- [DATA FOR THIS TASK]

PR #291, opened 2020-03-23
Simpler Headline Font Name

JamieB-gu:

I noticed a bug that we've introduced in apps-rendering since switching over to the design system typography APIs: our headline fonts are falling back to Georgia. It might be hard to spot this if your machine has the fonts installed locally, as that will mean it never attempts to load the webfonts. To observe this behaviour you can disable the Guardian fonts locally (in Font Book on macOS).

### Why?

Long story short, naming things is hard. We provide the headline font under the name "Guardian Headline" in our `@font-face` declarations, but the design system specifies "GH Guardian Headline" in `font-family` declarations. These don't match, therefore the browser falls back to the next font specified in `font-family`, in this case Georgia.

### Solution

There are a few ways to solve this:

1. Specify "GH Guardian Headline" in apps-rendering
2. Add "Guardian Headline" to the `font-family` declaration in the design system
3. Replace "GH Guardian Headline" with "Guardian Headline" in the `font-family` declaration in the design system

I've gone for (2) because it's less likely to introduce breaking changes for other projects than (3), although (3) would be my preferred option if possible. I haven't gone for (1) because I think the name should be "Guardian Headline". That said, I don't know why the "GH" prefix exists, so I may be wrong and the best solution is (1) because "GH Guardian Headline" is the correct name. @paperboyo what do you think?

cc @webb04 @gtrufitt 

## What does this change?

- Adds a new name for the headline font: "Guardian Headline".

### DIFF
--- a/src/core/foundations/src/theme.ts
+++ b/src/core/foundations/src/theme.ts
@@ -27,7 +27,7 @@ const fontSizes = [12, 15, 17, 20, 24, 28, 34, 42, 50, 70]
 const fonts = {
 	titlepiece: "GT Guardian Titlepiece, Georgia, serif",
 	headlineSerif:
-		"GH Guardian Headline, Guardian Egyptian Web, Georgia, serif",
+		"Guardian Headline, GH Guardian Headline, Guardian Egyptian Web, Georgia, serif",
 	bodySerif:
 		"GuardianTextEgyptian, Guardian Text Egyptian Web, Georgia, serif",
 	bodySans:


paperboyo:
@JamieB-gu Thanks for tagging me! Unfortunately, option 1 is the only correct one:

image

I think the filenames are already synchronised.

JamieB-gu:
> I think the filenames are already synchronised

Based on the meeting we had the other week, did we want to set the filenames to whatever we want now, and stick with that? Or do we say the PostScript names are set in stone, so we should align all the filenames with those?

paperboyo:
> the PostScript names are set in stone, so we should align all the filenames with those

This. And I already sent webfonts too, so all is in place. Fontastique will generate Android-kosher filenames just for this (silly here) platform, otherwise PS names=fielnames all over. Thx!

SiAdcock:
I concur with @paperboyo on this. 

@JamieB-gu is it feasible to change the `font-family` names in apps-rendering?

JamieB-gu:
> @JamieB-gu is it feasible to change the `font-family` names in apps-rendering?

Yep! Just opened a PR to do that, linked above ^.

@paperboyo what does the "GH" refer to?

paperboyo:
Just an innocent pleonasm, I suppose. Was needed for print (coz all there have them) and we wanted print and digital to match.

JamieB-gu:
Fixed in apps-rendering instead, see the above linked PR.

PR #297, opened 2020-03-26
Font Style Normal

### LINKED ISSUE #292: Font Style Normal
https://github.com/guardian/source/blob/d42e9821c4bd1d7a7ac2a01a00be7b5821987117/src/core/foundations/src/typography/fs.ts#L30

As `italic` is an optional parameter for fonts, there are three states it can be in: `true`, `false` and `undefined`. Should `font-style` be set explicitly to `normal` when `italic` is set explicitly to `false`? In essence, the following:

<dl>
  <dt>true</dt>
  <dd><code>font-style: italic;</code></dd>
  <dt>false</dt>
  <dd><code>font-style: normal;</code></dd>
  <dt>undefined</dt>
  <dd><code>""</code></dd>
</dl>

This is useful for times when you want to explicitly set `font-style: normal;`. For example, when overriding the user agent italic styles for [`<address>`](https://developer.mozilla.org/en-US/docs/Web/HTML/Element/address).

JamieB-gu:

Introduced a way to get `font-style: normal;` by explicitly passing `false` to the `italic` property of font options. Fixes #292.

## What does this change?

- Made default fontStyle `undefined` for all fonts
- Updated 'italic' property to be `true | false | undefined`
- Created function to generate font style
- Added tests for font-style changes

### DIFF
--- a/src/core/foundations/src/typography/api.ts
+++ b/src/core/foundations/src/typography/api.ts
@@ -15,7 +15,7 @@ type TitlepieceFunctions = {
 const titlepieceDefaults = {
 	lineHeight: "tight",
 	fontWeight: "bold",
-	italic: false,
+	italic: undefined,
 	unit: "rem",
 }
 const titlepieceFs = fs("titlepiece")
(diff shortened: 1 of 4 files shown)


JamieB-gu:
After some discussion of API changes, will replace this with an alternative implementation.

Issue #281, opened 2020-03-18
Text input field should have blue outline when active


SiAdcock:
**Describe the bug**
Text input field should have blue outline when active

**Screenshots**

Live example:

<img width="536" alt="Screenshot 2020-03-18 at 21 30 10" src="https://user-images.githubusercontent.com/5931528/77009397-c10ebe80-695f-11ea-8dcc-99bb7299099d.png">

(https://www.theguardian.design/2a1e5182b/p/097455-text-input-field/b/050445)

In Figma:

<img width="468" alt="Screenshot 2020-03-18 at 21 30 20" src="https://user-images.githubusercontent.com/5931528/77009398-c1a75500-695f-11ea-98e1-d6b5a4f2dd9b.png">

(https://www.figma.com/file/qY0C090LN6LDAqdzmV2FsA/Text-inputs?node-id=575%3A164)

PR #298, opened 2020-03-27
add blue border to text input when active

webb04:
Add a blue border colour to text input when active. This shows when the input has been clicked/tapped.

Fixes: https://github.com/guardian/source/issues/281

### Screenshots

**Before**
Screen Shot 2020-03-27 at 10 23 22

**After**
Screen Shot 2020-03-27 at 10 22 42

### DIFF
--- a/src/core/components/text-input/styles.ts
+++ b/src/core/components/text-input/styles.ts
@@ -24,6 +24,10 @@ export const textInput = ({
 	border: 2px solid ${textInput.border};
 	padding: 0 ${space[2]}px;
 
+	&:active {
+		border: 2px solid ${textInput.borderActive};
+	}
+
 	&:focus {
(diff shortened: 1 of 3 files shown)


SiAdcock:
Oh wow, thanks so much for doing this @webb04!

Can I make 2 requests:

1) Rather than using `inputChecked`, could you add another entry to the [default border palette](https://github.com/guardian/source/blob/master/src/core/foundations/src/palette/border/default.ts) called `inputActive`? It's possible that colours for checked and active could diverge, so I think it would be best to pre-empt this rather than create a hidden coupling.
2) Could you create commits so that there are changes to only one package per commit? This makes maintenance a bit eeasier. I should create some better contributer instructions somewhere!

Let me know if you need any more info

---

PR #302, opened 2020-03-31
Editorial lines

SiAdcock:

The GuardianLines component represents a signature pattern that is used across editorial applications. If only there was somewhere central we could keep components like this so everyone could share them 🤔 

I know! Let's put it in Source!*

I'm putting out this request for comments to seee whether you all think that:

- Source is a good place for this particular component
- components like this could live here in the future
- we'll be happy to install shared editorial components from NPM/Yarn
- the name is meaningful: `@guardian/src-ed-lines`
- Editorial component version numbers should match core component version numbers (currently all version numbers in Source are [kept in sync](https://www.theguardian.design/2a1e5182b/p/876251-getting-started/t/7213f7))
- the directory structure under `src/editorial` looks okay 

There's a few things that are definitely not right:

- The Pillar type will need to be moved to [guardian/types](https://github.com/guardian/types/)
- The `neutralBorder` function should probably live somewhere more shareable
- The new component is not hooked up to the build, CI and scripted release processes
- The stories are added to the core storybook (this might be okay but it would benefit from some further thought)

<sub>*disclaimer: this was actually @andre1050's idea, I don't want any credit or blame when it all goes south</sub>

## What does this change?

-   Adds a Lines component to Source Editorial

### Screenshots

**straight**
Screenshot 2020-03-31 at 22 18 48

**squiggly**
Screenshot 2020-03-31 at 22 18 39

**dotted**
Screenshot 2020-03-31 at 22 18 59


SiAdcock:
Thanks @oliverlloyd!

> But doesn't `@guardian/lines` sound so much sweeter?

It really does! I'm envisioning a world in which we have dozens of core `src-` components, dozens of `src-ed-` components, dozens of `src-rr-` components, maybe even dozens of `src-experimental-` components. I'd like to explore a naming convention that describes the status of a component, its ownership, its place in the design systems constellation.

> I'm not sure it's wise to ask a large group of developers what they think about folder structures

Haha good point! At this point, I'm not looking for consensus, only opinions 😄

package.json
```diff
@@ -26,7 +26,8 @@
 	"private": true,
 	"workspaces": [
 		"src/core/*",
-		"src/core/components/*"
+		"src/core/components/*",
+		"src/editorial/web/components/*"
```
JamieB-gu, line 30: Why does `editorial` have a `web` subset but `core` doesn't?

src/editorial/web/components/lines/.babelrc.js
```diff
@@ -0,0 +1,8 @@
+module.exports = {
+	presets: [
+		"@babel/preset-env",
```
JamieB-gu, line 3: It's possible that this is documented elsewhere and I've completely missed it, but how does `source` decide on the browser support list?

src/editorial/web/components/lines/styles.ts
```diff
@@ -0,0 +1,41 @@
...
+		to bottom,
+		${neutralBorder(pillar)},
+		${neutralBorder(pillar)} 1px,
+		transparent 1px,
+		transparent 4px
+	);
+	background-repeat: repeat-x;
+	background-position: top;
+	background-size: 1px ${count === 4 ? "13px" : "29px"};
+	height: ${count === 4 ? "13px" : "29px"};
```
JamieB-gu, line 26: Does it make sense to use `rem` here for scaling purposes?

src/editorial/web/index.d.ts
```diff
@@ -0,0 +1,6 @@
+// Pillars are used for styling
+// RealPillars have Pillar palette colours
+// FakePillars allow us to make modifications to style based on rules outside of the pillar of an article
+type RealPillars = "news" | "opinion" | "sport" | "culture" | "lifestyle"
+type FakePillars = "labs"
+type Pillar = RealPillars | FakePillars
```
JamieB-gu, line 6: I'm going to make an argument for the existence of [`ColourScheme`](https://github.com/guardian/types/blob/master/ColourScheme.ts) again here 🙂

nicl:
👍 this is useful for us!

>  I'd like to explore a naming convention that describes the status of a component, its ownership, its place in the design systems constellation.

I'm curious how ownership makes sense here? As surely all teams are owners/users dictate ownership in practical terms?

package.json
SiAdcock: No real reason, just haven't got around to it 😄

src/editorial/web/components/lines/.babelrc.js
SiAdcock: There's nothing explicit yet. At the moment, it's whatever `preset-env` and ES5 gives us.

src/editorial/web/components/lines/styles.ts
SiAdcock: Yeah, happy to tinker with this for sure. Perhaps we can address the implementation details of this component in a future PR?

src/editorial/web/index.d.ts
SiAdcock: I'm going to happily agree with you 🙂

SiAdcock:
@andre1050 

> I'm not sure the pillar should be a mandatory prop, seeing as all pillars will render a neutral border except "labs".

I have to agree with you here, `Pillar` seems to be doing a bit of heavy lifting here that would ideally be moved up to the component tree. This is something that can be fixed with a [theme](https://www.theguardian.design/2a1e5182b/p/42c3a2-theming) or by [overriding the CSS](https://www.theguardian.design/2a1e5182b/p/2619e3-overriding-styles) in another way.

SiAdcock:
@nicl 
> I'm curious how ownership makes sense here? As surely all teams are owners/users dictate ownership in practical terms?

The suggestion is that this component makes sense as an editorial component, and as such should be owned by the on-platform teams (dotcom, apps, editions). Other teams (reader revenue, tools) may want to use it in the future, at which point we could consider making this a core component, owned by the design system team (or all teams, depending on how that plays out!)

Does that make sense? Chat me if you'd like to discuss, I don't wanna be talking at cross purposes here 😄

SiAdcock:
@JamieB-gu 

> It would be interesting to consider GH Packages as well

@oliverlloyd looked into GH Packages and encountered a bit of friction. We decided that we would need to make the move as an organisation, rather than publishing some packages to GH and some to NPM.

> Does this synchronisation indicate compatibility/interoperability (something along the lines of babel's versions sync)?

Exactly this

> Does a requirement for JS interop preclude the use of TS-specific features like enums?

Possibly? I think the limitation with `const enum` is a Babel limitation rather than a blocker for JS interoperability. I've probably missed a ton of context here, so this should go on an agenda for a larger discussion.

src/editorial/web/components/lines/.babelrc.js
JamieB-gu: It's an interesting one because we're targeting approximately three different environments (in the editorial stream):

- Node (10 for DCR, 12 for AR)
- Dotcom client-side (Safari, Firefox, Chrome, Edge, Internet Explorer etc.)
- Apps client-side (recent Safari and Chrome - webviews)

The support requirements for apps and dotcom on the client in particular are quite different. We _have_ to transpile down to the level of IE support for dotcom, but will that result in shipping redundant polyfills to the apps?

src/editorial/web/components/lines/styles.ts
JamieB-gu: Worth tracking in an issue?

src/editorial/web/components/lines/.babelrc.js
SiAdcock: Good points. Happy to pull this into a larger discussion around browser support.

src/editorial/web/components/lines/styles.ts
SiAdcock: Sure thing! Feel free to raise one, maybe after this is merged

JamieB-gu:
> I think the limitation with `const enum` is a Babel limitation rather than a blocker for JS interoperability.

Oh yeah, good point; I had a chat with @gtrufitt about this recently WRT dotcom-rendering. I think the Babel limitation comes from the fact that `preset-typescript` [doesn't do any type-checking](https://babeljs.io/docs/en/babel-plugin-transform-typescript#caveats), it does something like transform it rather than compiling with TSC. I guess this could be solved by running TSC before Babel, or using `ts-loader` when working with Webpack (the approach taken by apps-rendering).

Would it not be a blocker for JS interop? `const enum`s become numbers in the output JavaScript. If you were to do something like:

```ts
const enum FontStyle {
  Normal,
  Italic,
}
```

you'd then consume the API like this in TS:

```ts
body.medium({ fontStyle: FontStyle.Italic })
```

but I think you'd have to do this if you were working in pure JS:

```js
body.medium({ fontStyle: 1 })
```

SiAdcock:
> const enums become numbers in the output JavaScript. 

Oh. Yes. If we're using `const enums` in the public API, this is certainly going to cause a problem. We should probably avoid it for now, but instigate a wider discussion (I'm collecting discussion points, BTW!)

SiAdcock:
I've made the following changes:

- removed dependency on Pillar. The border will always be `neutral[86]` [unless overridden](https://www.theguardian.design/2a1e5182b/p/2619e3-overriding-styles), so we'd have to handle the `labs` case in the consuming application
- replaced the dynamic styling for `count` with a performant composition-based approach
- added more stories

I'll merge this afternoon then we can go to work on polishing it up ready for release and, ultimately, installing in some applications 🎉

* * *

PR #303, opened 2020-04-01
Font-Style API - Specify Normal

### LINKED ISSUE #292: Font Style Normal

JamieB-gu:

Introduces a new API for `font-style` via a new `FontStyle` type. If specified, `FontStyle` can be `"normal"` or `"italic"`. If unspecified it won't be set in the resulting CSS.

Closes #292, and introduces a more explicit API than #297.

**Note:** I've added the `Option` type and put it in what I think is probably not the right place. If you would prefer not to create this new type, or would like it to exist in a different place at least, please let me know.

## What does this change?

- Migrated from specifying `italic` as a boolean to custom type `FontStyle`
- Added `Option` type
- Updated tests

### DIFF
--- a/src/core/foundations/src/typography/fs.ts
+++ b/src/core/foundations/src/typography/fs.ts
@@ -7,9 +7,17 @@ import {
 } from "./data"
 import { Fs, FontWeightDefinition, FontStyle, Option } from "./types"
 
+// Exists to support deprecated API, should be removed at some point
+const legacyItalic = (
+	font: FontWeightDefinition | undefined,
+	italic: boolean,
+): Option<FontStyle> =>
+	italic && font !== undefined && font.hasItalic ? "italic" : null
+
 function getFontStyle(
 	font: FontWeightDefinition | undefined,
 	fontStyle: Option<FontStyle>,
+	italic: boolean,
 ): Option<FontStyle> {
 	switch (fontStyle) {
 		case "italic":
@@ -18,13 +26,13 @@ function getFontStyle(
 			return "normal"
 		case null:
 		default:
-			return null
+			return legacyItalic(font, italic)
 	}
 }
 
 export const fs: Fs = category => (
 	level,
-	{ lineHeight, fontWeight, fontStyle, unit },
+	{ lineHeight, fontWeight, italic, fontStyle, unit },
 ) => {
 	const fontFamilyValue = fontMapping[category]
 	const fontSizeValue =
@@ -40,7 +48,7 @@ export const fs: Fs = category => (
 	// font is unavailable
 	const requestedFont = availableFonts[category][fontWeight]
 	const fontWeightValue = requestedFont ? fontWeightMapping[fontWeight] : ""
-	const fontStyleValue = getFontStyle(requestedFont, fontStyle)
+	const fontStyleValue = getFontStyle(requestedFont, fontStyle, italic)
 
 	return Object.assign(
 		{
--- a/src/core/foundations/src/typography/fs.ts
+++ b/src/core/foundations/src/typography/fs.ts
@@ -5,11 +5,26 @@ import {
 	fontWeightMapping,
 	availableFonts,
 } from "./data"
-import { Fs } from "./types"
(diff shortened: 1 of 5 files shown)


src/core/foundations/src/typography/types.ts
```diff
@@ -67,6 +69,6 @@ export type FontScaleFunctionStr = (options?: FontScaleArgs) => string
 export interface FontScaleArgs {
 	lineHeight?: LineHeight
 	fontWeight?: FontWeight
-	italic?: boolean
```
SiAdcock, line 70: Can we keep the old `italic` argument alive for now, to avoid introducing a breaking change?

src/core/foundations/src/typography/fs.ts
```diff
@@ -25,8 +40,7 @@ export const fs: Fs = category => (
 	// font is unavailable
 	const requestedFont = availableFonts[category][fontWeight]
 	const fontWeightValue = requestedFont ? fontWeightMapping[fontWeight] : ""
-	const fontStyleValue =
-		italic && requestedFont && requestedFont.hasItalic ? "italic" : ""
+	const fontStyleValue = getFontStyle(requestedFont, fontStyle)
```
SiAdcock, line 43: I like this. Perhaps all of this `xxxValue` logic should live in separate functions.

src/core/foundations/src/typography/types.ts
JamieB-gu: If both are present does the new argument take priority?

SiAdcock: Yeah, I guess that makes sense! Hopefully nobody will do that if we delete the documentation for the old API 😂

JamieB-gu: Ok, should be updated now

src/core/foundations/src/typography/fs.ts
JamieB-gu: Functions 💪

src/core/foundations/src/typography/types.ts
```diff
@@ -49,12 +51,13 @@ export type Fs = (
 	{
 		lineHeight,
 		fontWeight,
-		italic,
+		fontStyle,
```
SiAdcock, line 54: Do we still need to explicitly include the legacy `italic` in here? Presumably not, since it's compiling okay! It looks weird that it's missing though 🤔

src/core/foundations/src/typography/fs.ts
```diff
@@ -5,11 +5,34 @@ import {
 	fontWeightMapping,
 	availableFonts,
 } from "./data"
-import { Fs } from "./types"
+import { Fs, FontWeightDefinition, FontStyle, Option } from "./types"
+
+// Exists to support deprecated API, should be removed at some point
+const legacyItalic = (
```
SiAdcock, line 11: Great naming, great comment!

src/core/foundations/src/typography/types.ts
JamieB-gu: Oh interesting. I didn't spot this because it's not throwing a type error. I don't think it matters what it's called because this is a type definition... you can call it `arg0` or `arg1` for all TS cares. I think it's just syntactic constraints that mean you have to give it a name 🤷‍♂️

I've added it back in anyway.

- [WHAT THIS TASK INVOLVES]
Take from the listing above each line in which the string "Adds" is found.

- [RESPONSE AREA]
- Adds a new name for the headline font: "Guardian Headline".
-   Adds a Lines component to Source Editorial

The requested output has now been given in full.